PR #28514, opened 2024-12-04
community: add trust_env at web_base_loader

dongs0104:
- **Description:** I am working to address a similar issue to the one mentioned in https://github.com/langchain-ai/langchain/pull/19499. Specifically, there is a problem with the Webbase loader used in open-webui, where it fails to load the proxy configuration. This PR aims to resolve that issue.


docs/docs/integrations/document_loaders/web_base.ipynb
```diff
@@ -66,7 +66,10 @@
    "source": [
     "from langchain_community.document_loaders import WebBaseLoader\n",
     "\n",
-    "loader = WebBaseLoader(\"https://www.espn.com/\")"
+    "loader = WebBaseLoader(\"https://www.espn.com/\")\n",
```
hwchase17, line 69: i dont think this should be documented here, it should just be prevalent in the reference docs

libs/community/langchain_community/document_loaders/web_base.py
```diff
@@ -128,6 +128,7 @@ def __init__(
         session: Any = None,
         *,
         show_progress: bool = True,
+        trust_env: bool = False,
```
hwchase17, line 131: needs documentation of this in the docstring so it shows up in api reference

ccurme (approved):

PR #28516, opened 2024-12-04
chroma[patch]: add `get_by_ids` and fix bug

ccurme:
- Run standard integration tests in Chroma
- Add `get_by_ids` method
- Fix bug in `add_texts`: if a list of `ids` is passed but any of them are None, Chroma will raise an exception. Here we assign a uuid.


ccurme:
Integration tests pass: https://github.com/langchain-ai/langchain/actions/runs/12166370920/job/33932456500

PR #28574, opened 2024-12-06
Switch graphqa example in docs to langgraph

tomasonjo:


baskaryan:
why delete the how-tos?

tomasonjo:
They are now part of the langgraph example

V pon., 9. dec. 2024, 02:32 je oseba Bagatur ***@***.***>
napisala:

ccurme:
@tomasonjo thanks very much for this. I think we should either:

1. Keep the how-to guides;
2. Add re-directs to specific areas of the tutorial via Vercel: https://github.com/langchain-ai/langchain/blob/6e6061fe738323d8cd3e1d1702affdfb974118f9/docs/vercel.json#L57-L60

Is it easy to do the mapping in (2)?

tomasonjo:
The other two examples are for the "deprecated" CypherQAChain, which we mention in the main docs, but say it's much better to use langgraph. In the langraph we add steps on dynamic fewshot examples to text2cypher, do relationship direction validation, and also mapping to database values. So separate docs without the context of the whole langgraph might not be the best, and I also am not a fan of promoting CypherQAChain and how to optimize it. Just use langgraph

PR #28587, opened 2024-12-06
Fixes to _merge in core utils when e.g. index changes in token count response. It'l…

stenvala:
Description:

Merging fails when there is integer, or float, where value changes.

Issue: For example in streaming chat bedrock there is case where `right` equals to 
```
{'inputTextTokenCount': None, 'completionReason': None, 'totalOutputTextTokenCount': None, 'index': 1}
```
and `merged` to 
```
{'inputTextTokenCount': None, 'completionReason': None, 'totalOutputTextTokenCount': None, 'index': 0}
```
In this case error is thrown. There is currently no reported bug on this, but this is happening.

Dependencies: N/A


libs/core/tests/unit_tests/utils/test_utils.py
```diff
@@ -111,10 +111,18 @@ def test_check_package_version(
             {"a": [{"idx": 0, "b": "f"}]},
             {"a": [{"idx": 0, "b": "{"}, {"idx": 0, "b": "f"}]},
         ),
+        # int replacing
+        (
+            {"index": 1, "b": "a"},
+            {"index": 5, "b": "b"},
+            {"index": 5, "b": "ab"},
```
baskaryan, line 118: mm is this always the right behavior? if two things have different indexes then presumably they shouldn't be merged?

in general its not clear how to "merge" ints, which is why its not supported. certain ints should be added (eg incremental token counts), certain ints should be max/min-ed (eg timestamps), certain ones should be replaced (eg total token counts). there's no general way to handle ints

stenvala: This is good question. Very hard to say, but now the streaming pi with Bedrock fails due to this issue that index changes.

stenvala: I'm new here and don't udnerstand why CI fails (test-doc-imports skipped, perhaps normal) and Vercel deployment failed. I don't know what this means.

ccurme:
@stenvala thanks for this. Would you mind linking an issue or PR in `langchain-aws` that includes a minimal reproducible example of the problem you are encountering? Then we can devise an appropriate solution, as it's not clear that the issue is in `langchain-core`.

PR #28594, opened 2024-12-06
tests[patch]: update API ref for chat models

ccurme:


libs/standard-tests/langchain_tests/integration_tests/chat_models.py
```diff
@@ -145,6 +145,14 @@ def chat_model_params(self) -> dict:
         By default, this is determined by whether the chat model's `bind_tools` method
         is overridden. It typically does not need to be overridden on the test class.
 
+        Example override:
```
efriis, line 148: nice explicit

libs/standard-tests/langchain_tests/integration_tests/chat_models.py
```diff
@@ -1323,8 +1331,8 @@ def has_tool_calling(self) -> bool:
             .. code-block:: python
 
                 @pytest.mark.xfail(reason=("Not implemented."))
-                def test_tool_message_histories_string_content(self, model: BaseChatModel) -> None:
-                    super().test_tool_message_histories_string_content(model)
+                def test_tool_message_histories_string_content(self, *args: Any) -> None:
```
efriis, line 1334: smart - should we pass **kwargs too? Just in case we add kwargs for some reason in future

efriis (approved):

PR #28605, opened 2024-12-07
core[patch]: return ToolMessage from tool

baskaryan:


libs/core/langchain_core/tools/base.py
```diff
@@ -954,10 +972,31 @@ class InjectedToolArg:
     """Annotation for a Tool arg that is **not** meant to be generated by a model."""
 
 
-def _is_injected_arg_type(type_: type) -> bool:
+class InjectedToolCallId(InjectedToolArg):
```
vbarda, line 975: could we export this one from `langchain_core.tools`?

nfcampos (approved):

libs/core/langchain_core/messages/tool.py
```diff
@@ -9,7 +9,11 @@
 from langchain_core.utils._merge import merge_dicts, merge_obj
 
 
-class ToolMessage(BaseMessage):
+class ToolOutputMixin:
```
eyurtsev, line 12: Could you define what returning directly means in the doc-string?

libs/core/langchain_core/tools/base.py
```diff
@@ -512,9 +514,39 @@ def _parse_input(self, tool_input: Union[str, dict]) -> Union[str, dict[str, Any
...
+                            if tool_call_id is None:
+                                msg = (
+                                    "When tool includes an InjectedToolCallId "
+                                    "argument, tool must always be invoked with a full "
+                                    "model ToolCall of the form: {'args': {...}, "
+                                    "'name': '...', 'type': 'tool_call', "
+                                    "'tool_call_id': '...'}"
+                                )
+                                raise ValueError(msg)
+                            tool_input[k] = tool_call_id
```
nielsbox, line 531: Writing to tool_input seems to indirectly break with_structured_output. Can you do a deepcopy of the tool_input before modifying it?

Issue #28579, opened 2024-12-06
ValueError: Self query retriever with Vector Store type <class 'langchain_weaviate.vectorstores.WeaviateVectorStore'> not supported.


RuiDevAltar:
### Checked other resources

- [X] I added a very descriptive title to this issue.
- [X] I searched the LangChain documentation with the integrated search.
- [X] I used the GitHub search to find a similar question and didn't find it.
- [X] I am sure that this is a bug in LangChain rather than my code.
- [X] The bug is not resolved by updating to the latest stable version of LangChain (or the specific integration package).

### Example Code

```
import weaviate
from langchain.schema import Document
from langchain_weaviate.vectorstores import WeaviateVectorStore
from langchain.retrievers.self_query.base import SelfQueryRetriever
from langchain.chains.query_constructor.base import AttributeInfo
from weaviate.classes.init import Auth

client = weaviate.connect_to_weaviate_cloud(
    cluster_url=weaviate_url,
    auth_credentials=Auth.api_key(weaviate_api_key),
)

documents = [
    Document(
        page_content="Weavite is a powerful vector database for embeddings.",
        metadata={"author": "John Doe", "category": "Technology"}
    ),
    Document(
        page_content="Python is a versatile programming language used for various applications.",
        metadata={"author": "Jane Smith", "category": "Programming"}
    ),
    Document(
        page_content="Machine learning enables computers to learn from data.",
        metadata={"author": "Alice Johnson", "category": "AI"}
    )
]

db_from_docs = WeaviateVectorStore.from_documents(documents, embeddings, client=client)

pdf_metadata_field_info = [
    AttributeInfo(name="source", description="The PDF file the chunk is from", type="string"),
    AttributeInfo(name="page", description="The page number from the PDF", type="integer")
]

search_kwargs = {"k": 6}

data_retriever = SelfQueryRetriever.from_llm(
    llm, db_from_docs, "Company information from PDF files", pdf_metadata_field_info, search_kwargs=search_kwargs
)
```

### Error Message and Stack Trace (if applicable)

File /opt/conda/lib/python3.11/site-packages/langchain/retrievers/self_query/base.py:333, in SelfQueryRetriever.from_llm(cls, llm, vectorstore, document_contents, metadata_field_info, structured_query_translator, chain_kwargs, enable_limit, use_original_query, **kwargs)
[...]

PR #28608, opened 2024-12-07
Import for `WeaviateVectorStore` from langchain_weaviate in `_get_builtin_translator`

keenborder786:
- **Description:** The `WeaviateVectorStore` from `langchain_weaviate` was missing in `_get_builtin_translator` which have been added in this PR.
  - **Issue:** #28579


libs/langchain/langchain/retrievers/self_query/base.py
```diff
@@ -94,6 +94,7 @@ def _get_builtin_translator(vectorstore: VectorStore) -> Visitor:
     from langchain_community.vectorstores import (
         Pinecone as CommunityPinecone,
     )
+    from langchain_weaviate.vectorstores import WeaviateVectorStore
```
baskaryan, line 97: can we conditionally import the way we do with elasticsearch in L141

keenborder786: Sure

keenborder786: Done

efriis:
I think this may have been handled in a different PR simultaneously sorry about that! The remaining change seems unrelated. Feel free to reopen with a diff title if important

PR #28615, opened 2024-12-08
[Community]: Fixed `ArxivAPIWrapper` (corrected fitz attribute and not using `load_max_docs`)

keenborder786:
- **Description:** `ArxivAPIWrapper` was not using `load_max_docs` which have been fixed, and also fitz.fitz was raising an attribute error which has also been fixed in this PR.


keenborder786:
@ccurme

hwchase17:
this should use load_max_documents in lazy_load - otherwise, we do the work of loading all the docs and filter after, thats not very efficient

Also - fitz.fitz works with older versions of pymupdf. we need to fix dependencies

________________________

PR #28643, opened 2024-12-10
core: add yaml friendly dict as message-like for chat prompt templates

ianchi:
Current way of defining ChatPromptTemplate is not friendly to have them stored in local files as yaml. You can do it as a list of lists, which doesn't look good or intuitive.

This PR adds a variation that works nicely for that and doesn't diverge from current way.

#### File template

________________________

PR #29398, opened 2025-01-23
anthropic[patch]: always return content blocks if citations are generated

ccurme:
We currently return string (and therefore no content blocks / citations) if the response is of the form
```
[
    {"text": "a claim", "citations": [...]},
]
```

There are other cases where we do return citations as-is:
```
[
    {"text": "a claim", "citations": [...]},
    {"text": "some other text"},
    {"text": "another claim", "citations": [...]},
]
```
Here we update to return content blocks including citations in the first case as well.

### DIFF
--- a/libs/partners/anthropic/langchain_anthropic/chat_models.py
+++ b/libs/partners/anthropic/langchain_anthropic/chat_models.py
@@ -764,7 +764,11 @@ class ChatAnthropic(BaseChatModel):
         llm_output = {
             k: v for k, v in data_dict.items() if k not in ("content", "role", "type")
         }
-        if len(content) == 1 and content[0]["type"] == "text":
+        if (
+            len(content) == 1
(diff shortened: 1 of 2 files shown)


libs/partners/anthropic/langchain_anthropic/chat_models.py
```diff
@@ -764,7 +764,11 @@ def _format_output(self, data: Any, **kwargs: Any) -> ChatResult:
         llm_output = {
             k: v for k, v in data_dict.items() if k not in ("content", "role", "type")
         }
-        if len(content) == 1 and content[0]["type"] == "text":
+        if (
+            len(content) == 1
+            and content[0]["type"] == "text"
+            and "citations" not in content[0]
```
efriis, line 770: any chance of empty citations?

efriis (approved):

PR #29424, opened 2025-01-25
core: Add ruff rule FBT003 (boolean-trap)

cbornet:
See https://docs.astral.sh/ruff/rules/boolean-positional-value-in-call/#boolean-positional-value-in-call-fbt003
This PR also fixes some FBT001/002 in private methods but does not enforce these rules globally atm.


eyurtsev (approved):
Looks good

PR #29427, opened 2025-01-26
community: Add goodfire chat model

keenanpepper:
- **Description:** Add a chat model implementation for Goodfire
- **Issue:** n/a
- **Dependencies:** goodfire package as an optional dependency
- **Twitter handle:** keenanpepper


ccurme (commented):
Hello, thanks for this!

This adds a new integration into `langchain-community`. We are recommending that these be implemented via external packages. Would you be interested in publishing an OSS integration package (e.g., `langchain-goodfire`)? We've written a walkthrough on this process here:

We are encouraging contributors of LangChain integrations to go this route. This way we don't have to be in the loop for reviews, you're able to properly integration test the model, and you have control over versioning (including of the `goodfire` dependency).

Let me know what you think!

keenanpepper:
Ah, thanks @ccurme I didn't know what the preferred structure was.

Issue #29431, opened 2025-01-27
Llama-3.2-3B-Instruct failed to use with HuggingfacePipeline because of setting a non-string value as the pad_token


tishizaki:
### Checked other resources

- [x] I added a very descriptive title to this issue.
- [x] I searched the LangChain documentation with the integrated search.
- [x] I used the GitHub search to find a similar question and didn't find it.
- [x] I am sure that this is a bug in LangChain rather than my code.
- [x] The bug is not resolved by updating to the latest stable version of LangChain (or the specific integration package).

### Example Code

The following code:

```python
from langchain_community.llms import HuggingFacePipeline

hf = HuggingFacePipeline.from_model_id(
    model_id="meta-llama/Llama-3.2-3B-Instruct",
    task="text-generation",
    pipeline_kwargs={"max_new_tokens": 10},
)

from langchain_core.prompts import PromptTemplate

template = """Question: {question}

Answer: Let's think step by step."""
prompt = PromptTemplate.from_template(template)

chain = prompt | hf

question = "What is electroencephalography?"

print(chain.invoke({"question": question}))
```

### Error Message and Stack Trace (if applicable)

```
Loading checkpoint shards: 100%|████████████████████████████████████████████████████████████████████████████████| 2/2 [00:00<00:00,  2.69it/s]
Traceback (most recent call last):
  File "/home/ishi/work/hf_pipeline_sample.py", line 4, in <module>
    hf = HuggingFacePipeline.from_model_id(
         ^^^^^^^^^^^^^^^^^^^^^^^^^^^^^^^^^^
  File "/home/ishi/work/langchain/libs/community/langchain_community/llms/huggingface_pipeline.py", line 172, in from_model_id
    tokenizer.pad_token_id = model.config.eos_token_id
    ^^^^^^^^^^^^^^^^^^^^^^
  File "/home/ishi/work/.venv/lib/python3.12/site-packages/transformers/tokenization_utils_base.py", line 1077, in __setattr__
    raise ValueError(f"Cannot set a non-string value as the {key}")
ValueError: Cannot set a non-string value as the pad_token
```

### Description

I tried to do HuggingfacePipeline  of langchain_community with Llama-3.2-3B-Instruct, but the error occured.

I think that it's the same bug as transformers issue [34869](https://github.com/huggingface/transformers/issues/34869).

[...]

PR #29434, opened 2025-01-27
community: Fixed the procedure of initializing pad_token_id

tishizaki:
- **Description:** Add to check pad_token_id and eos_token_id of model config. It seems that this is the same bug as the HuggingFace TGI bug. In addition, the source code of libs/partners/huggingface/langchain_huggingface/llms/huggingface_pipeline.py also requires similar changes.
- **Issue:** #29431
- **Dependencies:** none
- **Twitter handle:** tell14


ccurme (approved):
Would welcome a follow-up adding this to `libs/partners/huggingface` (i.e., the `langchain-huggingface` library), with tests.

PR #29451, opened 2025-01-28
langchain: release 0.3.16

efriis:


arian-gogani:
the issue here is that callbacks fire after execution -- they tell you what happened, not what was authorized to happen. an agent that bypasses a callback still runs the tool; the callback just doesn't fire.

________________________

### [Directions]
From the records above, report the count of lines containing "using" and nothing more.

### [Answer to the exercise]
2